[EXERCISE DATA]:
——

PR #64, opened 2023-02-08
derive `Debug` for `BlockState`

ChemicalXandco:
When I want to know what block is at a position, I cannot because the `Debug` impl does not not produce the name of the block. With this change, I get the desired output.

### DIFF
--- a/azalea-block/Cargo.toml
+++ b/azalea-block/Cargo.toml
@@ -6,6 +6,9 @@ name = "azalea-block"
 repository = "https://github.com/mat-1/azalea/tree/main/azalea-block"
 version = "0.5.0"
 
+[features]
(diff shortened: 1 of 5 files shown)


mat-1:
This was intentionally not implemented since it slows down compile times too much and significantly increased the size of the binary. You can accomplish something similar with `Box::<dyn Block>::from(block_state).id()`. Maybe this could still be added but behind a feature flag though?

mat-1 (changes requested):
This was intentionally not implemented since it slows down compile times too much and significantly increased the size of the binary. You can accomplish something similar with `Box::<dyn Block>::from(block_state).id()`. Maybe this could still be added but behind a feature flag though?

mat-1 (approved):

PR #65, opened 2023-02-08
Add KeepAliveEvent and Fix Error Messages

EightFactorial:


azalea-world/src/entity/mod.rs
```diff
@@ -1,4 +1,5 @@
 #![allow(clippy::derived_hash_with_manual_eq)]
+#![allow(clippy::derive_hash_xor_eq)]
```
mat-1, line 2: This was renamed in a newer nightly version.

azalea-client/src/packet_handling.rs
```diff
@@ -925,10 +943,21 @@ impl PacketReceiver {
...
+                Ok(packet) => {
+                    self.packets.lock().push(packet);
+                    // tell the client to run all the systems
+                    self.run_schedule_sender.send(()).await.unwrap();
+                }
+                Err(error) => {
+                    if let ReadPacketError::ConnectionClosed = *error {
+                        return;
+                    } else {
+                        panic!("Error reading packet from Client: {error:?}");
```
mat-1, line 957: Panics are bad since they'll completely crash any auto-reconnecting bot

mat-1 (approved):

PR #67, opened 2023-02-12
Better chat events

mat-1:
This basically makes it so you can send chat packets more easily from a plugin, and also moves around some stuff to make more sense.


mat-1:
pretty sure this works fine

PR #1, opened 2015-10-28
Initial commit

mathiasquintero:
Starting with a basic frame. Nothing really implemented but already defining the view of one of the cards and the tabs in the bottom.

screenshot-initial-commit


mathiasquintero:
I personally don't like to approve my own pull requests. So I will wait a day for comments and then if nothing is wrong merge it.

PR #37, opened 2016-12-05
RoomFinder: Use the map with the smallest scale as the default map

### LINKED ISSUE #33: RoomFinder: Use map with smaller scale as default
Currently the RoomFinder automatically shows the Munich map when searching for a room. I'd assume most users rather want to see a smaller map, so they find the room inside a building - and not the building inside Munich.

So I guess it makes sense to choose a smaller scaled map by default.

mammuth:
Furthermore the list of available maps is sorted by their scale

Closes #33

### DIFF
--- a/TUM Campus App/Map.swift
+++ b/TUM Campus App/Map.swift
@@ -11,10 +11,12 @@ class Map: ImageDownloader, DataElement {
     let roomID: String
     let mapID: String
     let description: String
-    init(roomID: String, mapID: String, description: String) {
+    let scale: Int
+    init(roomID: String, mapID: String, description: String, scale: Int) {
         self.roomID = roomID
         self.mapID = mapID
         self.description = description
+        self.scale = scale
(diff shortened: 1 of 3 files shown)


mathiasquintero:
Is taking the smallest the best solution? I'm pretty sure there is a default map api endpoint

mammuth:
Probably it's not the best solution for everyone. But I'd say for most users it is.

——

[TRY IT]: Set down only these lines, exactly: the line containing "(diff shortened: 1 of 3 files shown)" and each line after it, through the end of the listing.

[RESPONSE]:
(diff shortened: 1 of 3 files shown)


mathiasquintero:
Is taking the smallest the best solution? I'm pretty sure there is a default map api endpoint

mammuth:
Probably it's not the best solution for everyone. But I'd say for most users it is.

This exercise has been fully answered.